*Work order*: Determine which lines of the records include the word "internal", and copy them.

*Records to use*:
PR #15436, opened 2026-04-16
Prevented internal network access via Microsoft Teams notifications

zzzeebra:
## Summary
- Disable HTTP redirect following in Microsoft Teams notification channel to prevent SSRF bypass via attacker-controlled 3xx redirects to internal hosts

*Solution for this exercise*:
Prevented internal network access via Microsoft Teams notifications
- Disable HTTP redirect following in Microsoft Teams notification channel to prevent SSRF bypass via attacker-controlled 3xx redirects to internal hosts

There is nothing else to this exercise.